Monday, August 31, 2015

The death of discussion and more

  • The death of discussion.
  • No, cupcake, there is no right not to be offended.
  • Individualism and alienation in popular love songs, 1930-1999.
  • A consecrated virgin. Like being an oblate or tertiary in a religious order but one step closer to the full members, being celibate, but consecrated virgins don't necessarily belong to orders. I think traditionally nuns do the bride thing at their professions (initiation ceremony) too. Not everybody's called to marry or be in a religious order; the church is really for everyone. She's pretty; what a big offering to God.
  • Priest bails on church; joins secular world under guise of Anglicanism. Two questions naturally come up: "What's her name?" and if not that, "Are you gay?" The Tablet, a.k.a. the Pill, is only one jump removed from this, not really Catholic.
  • Pope Francis, allegedly: Self-consciously orthodox Catholics are a self-righteous nuisance. Spiritual pride's a problem but with "friends" like these, who needs enemies? Reminds me of the '70s and '80s, when the victorious left was on board with homosexuality and almost OK with sex with kids, so when the long-suffering Wanderer-reading Catholics noticed Father acting funny with the altar boys and told the bishop, like Pope Juan Perón he told them to get over themselves and mind their own business. Anyway, let's turn this argument on its users: the self-consciously fake-friendly, formally informal "faith community" is only celebrating upper-middle-class decorum, including political correctness, and is really cleverly designed to weed out misfits ("people are offended"), as opposed to traditional Catholicism, which is not really a bragfest or cultural snobbery but truly for everyone. Same teachings, same ritual, no matter who you are.
  • Law and gospel. Evangelicalism explained. I'll guess that the Catholic understanding of the gospel and the law isn't that different. (Of course any theory of Christianity that comes up centuries after Christ and the early church is suspect. If it goes against past teaching, don't believe it.) Like evangelicals, we don't believe the law saves us; we can't fulfill it. (Bad religion: fulfill the law and/or do the ceremony correctly and God or the god owes you one, like a contract.) The difference between us and them is we believe the sacraments actually do what they stand for and that man is actually changed by them, through the grace given through Christ, not unchanged but with Christ covering for you. The church is the means of grace; it's not salvation through works.
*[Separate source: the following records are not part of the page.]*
PR #7911, opened 2024-08-30
Update articles-model.rst

yosus:
there is no 'tags' at this point of the tutorial. In the database creation, 'tags' isn't directly linked to 'articles'.

### DIFF
--- a/en/tutorials-and-examples/cms/articles-model.rst
+++ b/en/tutorials-and-examples/cms/articles-model.rst
@@ -65,7 +65,6 @@ look like this::
             'created' => true,
             'modified' => true,
             'users' => true,
-            'tags' => true,
         ];
     }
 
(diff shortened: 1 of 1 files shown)


LordSimal:
See https://github.com/cakephp/docs/pull/7910

Its a N:M relation, therefore its not directly linked but still can be patched

yosus:
but at this point of the [tutorial](https://book.cakephp.org/5/en/tutorials-and-examples/cms/database.html), where the database has been setup, calling `bin/cake bake model articles` will not create the `tags` yet.

Maybe this `tags` should be added in this later stage of the [tutorial page](https://book.cakephp.org/5/en/tutorials-and-examples/cms/tags-and-users.html#adding-tagging-to-articles), where articles & tags are being linked.

LordSimal:
This sounds like a bug because the bake tool should generate it.

yosus (commented):
sorry, the bake does create the `tags` field.  Updated to reflect what bake actually creates using the cake 5 tutorial.

Arhell (approved):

  • Remembering American Anglo-Catholicism: Resurrection, New York, in the '50s and '60s.
  • Why I don't hate St. Gregory's, San Francisco, even though they're wrong. Links. Well done and well meant, but without the church or even small-o orthodoxy, who or what are they really celebrating? Themselves; same problem as with less talented Catholic liberals. Traditional Anglo-Catholicism, on the other hand, like traditional Catholicism, tried to obey something bigger than a priest's or congregation's fancy, instead of trying for novelty; humbling.